▶ _PROBLEM DETAILS_: Find the string "need" in the data, then copy every line where it is found.

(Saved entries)
■ ■ ■ ■

PR #167, opened 2015-04-14
Fix creating first transaction js

Gataniel:


app/controllers/transactions_controller.rb
```diff
@@ -3,12 +3,14 @@ class TransactionsController < ApplicationController
   before_action :set_transaction,  only: [:edit, :update, :destroy]
 
   def create
+    @q = Transaction.ransack()
```
shir: @Gataniel why do you need this? I don't see it's used.

app/views/transactions/_transactions_table.html.slim
```diff
@@ -15,7 +15,7 @@
     = paginate transactions, remote: true
   .row.col-sm-12
     = render 'home/flow' if params[:q]
-- elsif params[:q].blank?
+- elsif params[:q].blank? && search == false
```
shir: @Gataniel I think it will be better to use variable like `hide_search` and then use it `if local_assigns[:hide_search]`. In this case you may to not set this variable in render there it's not used.

app/views/transactions/create.js.erb
```diff
@@ -1,15 +1,20 @@
 <% if @transaction.persisted? %>
   if ($('.transactions').size() == 0) {
-    // need to reload because there is no ransack initialized & no transactions table
-    location.reload();
+    $('.transactions_list').
+      html("<%=j render partial: 'transactions/transactions_table',
+        locals: { transactions:
+          Kaminari.paginate_array([@transaction]).page(params[:page]).per(50),
```
shir: @Gataniel why it's here? I don't understand why do you need to render single transaction as table. let's discuss it. It looks wrong.

app/views/transactions/destroy.js.erb
```diff
@@ -1,4 +1,14 @@
-$('.transactions_list').html("<%=j render partial: 'transactions/transactions_table', locals: { transactions: @transactions } %>");
+$("#<%= dom_id(@transaction) %>").remove();
+$("#<%= dom_id(@transaction, 'edit_row') %>").remove();
+
+if ($('.transactions tbody tr').size() == 0) {
+  if (document.URL != "<%= root_url %>") {
```
shir: @Gataniel Instead checking url just check if search form already exists. And just pass this condition as parameter

PR #168, opened 2015-04-15
Fix tests

Gataniel:


spec/support/shared_examples/paginateable.rb
```diff
@@ -0,0 +1,47 @@
+shared_examples_for "paginateable" do
+  describe 'page' do
+    before do
+      visit list_page
+    end
+
+    it "lists first page items" do
+      list.first(paginated).each do |item|
+        within list_class do
+          expect(page).to have_css("#{item_id_prefix}#{item.id}")
```
AlexanderUlitin: @Gataniel why not just use `dom_id(item)` here?

PR #177, opened 2015-07-14
fix exchange rate

yunixon:


app/models/transfer.rb
```diff
@@ -127,12 +127,14 @@ def form_comment(comment)
     def estimate_amount(out)
       estimated_amount = out ? (amount_cents + comission_cents) : amount_cents
       if currency_mismatch?
-        Money.add_rate(from_currency, to_currency, exchange_rate.to_d)
+        rate = Money.default_bank.get_rate(from_currency, to_currency)
```
shir: @yunixon why do you need this?

app/models/exchange_rate.rb
```diff
@@ -15,8 +15,9 @@ class ExchangeRate < ActiveRecord::Base
 
   class << self
     def update_rates
+      Money.default_bank.update_rates
```
shir: @yunixon please, write specs for this function to make sure all works ok.

app/models/transfer.rb
yunixon: Because "Money.add_rate" set global rate for this pare currencies, i temporary save previous value to local var and then return value: Money.default_bank.add_rate(from_currency, to_currency, rate)

shir: @yunixon ok

PR #179, opened 2015-07-15
customers crud, specs, fix pagination for categories

yunixon:


app/views/customers/index.json.jbuilder
```diff
@@ -0,0 +1,4 @@
+json.array!(@customers) do |customer|
```
shir: @yunixon we don't need it.

spec/features/customers_page_spec.rb
```diff
@@ -0,0 +1,73 @@
+require 'spec_helper'
```
shir: @yunixon add spec for customers index page on which check if customers from current organization are shown, customers from other organizations are not shown, and deleted customers are not shown.

PR #181, opened 2015-07-16
Add select2 new customer

yunixon:


app/controllers/transactions_controller.rb
```diff
@@ -40,7 +40,7 @@ def check_relation_to_curr_org(trans)
     trans.reference_id =
       curr_bank_accounts.find_by_id(tparams[:reference_id]).try(:id) if tparams[:reference_id]
     trans.customer_id =
-      current_organization.customers.find_by_id(tparams[:customer_id]).try(:id) if trans == @transaction
+      current_organization.customers.find_by_name(tparams[:customer_name]).try(:name) if trans == @transaction
```
shir: @yunixon you use name for id field. Looks like something is wrong.

app/views/transactions/_form.html.slim
```diff
@@ -13,8 +13,9 @@
           collection: current_organization.categories.grouped_by_type,
           group_method: :last, prompt: 'Category', label: false, value_method: :id
     .col-md-3.col-sm-6.col-xs-6
-      = f.input :customer_id, as: :select, include_blank: 'Customer',
-        label: false, collection: current_organization.customers
+      = f.input :customer_name, label: false,
+        input_html: { data: { url: autocomplete_customers_path,
+          placeholder: f.object.customer_name || 'Customer'} }
```
shir: @yunixon you should not use customer name as placeholder. You should set it as predefined value. There is an option in select2 for it.

PR #189, opened 2015-07-23
fix transacs date and set start date

yunixon:


app/assets/javascripts/transactions.js
```diff
@@ -129,6 +129,7 @@ function addRemoveHints(fromCurr, toCurr) {
 function datepickerInit(selector) {
   selector.datepicker({
     format: 'dd/mm/yyyy',
+    startDate: '01.01.1900',
```
shir: @yunixon looks like you use wrong format.

app/views/transactions/_form.html.slim
```diff
@@ -24,9 +24,8 @@
         = f.input :bank_account, label: false, disabled: true
     .col-md-3.col-sm-6.col-xs-6
       = f.input :comment, label: false
-    - if params[:controller] == 'transactions'
-      .col-md-3.col-sm-6.col-xs-6
-        = f.input :created_at, as: :string, label: false, input_html: { class: 'datepicker',
-          value: f.object.created_at.try(:strftime,'%d/%m/%Y') }
+    .col-md-3.col-sm-6.col-xs-6
+      = f.input :created_at, as: :string, label: false, input_html: { class: 'datepicker',
```
shir: @yunixon don't use `created_at` field for date. Create a new field `date` and use it.

app/controllers/home_controller.rb
```diff
@@ -3,10 +3,10 @@ class HomeController < ApplicationController
   before_action :update_last_viewed_at
 
   def show
-    @q = current_organization.transactions.ransack(params[:q])
+    @q = current_organization.transactions.ordered.ransack(params[:q])
```
shir: @yunixon for ransack you should set default ordering another way:
```rb
@q = ...
@q.sorts = 'date asc' if @q.sorts.blank?
@transactions = ...
```
With this default ordered column will be shown in UI and allow user to set another order.

app/models/transaction.rb
```diff
@@ -40,7 +41,7 @@ def total
   delegate :currency, to: :bank_account, allow_nil: true
   delegate :income?, :expense?, to: :category, allow_nil: true
 
-  default_scope { order(created_at: :desc) }
+  scope :ordered, -> { order('created_at DESC') }
```
shir: @yunixon order by `date` field here.

shir: @yunixon looks like you will not need this line after changing ransack ordering.

app/models/transaction.rb
```diff
@@ -55,7 +56,8 @@ def total
   validates :category, presence: true, unless: :residue?
   validates :bank_account, presence: true
   validates :transaction_type, inclusion: { in: TRANSACTION_TYPES, allow_blank: true }
-  validates :created_at, presence: true, on: :update
+  validates :date, presence: true, on: :update
```
shir: @yunixon date should be filled on creation too. Just fill it with current date if it is blank on `before_validate` callback

app/models/transaction.rb
```diff
@@ -118,6 +120,10 @@ def check_negative
     nil
   end
 
+  def check_date
```
shir: @yunixon you don't need this.

app/models/transfer.rb
```diff
@@ -32,12 +32,14 @@ def save
       @out_transaction = Transaction.new(
         amount_cents: estimate_amount(out = true),
         bank_account_id: bank_account_id, comment: form_comment(comment),
+        date: date,
```
shir: @yunixon before filling date for transaction set it to some value if it blank, so both transaction will have same date.

app/views/transactions/_transaction.html.slim
```diff
@@ -14,4 +14,4 @@ tr.transaction id=dom_id(transaction) class=colorize_transaction(transaction) da
       root_path(q: (params[:q] || {}).merge(customer_id_eq: transaction.customer_id)),
       data: { stop_propagation: true } if transaction.customer_id
   td.col-sm-2.word-break.comment.hidden-xs = transaction.comment
-  td.col-sm-1= I18n.l transaction.created_at
+  td.col-sm-1= I18n.l transaction.date if transaction.date
```
shir: @yunixon transaction always have date.

db/migrate/20150723081851_add_date_to_transactions.rb
```diff
@@ -0,0 +1,15 @@
+class AddDateToTransactions < ActiveRecord::Migration
+  def up
+    add_column :transactions, :date, :datetime
+    Transaction.all.find_each do |t|
```
shir: @yunixon instead this you may to it with one query:
```
Transaction.update_all('date = created_at')
```

db/migrate/20150723081851_add_date_to_transactions.rb
```diff
@@ -0,0 +1,15 @@
+class AddDateToTransactions < ActiveRecord::Migration
+  def up
+    add_column :transactions, :date, :datetime
```
shir: @yunixon change field to not null after fill all data.

db/migrate/20150723081851_add_date_to_transactions.rb
```diff
@@ -0,0 +1,15 @@
...
+    Transaction.all.find_each do |t|
+      # especially without validations
+      t.created_at ? t.update_attribute(:date, t.created_at) : t.update_attribute(:date, Time.now)
+    end
+    add_index :transactions, :date
+  end
+
+  def down
```
shir: @yunixon instead making `up` and `down` use `reversible`
```rb
def change
  add_column ...
  reversible do |dir|
    dir.up do
      Transaction.update_all(...)
      change_column ..., null: false
    end
    add_index ...
end
```

spec/features/transactions_filter_spec.rb
```diff
@@ -254,13 +254,13 @@
 
     context 'when custom' do
       let!(:transaction)  { Timecop.travel(2013,12,12) {
-        create :transaction, bank_account: ba } }
+        create :transaction, bank_account: ba, date: Time.now } }
```
shir: @yunixon why do you will everywhere? Just change factory.

yunixon: Timecop.travel(1.month.ago) { create :transaction...} Not working with date: Time.now in factory

shir: @yunixon because you should use in factory: `date: { Time.now }`. Read about lazy attributes in factory girl. https://github.com/thoughtbot/factory_girl/blob/master/GETTING_STARTED.md#lazy-attributes

db/migrate/20150723081851_add_date_to_transactions.rb
```diff
@@ -0,0 +1,14 @@
+class AddDateToTransactions < ActiveRecord::Migration
+  def change
+    add_column :transactions, :date, :datetime
+    reversible do |dir|
+      dir.up do
+        Transaction.with_deleted.where(date: nil).update_all('date = created_at')
+        change_column :transactions, :date, :datetime, null: false
+      end
+      dir.down do
```
shir: @yunixon you don't need `dir.down` if it's empty

db/migrate/20150723081851_add_date_to_transactions.rb
```diff
@@ -0,0 +1,14 @@
+class AddDateToTransactions < ActiveRecord::Migration
+  def change
+    add_column :transactions, :date, :datetime
+    reversible do |dir|
+      dir.up do
+        Transaction.with_deleted.where(date: nil).update_all('date = created_at')
```
shir: @yunixon you just added `date` column. It will be nil for all rows.

spec/features/transactions_filter_spec.rb
```diff
@@ -285,6 +285,10 @@
           click_on 'Search'
         end
 
+        after do
+          Timecop.travel(Time.now)
```
shir: @yunixon use `Timecop.return` instead.

db/migrate/20150723081851_add_date_to_transactions.rb
yunixon: What about production server? All transactions will have date Time.now

shir: @yunixon you just add column in this migration. How it may be filled? Not dependent on development on production. If you already run migration on production, then you should prepare new migration to fill data, or rollback this (and delete column) and run it again.

PR #203, opened 2015-07-30
fix sum table view, helper refactoring, css refactoring

yunixon:


app/assets/stylesheets/bank_accounts.css.scss
```diff
@@ -17,6 +17,14 @@
   background-color: $positive-color !important;
 }
 
+.positive.darken {
```
shir: @yunixon don't call it `darken`. Use meaning name. Something like it was before `new-transaction`. If you want to use style for several classes, then write them all here `.new-transasaction, .total`. Or use mixin.

app/helpers/money_helper.rb
```diff
@@ -2,13 +2,11 @@ module MoneyHelper
...
 
   def colorize_amount(amount)
-    if amount > 0
-      'positive'
-    elsif amount < 0
-      'negative'
-    else
-      'empty'
-    end
+    amount > 0 ? 'positive' : (amount < 0 ? 'negative' : 'empty')
```
shir: @yunixon don't use several trinary operation in one string. It's hard to read.

PR #212, opened 2015-08-06
fix switch

yunixon:


app/controllers/application_controller.rb
```diff
@@ -11,6 +11,7 @@ class ApplicationController < ActionController::Base
   helper_method :current_member
 
   rescue_from Pundit::NotAuthorizedError, with: :user_not_authorized
+  rescue_from ActiveRecord::RecordNotFound, with: :record_not_found
```
shir: @yunixon not sure why do you need it? It's ok to show 404 on this error (it's default behaviour).

PR #228, opened 2015-08-14
fix ba view

yunixon:


app/views/home/_sidebar.html.slim
```diff
@@ -5,9 +5,8 @@
       - bank_accounts.grouped_by_currency(current_organization.default_currency).each do |by_curr|
         table.table.table-hover
           - by_curr.last.each do |account|
-            tr class=colorize_amount(account.balance_cents)
+            tr class=colorize_ba_amount(account.balance_cents) id="bank_account_#{account.id}"
```
shir: @yunixon use `dom_id` for id generation: `id=dom_id(account)`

■ ■ ■ ■

▶ _RESPONSE TO THE TASK_:
shir: @Gataniel why do you need this? I don't see it's used.
-    // need to reload because there is no ransack initialized & no transactions table
shir: @Gataniel why it's here? I don't understand why do you need to render single transaction as table. let's discuss it. It looks wrong.
shir: @yunixon why do you need this?
shir: @yunixon we don't need it.
shir: @yunixon looks like you will not need this line after changing ransack ordering.
shir: @yunixon you don't need this.
shir: @yunixon you don't need `dir.down` if it's empty
shir: @yunixon not sure why do you need it? It's ok to show 404 on this error (it's default behaviour).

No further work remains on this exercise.